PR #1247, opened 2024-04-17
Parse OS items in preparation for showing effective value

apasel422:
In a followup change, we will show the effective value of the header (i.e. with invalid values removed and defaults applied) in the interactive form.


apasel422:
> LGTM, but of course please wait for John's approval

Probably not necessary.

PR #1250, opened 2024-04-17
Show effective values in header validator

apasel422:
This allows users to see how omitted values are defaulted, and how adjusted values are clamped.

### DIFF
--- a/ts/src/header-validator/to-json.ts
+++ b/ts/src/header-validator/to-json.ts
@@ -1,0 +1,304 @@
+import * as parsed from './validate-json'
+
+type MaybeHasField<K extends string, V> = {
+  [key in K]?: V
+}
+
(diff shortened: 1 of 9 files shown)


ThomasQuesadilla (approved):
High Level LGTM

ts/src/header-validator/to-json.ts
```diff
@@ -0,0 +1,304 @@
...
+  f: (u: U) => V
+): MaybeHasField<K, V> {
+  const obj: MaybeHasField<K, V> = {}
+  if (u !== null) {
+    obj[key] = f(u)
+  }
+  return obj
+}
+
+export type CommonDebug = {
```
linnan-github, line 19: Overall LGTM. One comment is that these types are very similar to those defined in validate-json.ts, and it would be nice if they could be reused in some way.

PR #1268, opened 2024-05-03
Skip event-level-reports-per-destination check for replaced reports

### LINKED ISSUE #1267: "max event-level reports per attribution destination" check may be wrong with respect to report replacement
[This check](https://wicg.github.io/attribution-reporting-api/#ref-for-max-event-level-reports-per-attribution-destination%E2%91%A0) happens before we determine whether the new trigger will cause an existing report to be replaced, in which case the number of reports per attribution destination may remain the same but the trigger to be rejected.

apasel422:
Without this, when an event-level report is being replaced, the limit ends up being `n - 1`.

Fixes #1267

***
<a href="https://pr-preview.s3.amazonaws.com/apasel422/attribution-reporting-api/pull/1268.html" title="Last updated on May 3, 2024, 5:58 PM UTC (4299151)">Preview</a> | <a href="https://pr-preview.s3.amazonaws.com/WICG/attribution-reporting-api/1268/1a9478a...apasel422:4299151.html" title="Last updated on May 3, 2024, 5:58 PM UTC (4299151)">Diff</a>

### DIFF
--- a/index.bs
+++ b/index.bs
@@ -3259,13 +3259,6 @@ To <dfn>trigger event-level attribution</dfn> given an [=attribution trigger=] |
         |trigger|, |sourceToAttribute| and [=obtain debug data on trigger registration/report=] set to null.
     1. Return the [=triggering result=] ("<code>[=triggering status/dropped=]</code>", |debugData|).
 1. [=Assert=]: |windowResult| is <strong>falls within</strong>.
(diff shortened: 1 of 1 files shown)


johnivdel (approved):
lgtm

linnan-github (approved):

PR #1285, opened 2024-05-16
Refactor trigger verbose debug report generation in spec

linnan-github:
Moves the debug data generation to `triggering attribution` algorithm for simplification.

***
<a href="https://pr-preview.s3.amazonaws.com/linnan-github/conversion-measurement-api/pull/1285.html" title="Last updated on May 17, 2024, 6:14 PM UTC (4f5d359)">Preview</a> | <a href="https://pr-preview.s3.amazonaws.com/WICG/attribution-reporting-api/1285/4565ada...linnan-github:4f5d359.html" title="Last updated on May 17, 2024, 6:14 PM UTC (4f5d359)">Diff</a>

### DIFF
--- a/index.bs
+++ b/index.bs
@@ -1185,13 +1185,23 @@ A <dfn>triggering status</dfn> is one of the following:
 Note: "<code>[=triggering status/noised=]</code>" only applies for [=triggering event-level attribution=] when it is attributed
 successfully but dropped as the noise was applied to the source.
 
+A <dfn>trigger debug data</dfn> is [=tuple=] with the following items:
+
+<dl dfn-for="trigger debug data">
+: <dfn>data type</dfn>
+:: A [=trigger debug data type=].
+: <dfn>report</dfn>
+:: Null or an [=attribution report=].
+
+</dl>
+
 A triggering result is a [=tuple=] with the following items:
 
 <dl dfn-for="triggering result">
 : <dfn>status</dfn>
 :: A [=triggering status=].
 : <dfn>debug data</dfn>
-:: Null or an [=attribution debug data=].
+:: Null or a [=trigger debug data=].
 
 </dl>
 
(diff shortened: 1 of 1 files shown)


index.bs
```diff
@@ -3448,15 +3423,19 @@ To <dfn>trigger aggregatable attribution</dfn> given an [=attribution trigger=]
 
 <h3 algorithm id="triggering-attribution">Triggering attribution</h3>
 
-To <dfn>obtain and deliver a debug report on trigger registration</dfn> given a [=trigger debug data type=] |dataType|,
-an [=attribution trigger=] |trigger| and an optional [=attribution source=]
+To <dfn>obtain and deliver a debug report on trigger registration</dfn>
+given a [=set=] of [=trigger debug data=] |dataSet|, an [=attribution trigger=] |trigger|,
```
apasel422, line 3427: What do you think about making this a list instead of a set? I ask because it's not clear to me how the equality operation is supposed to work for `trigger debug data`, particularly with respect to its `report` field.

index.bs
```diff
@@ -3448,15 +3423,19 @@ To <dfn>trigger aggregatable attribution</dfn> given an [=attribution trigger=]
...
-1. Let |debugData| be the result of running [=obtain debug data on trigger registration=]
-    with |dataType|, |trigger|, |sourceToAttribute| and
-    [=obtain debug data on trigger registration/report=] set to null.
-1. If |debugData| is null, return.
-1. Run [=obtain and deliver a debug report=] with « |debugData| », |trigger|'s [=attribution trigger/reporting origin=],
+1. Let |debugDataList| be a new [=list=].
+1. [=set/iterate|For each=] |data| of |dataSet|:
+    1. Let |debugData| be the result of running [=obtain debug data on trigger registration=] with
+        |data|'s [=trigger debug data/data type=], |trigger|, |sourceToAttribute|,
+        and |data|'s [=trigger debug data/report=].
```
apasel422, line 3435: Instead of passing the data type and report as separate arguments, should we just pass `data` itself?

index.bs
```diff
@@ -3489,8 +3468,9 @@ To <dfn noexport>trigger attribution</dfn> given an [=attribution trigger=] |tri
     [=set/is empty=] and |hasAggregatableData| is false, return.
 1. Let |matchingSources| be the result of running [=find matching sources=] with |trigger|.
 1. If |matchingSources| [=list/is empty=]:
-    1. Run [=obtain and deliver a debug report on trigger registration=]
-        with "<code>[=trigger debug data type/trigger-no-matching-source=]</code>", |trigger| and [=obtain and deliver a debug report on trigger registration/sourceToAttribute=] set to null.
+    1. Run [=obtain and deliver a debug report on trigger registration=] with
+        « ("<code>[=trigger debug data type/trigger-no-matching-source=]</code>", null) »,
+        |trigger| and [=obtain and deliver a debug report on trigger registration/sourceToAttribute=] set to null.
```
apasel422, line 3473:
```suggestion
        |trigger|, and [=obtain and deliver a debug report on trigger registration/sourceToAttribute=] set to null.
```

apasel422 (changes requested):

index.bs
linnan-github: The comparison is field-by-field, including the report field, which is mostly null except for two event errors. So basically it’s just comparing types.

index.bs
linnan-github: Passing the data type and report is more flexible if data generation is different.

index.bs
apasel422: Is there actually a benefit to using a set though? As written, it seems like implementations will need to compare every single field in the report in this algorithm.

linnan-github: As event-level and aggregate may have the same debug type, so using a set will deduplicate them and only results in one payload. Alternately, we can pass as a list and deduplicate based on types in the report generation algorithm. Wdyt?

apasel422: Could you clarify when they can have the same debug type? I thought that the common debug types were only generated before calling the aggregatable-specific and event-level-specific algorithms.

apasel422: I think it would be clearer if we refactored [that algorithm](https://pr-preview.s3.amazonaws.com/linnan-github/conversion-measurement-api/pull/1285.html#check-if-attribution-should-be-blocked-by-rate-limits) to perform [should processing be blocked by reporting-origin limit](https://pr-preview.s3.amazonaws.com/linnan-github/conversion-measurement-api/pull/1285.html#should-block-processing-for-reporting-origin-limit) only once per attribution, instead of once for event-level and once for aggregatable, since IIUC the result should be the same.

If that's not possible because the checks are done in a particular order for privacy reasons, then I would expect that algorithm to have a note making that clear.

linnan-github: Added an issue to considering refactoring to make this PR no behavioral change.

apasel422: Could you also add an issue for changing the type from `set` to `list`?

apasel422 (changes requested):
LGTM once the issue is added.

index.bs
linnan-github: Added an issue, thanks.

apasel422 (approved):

● **Exercise details**: Note each line above that contains "dropped" and copy it out.

● **Result of this task**:
     1. Return the [=triggering result=] ("<code>[=triggering status/dropped=]</code>", |debugData|).
 successfully but dropped as the noise was applied to the source.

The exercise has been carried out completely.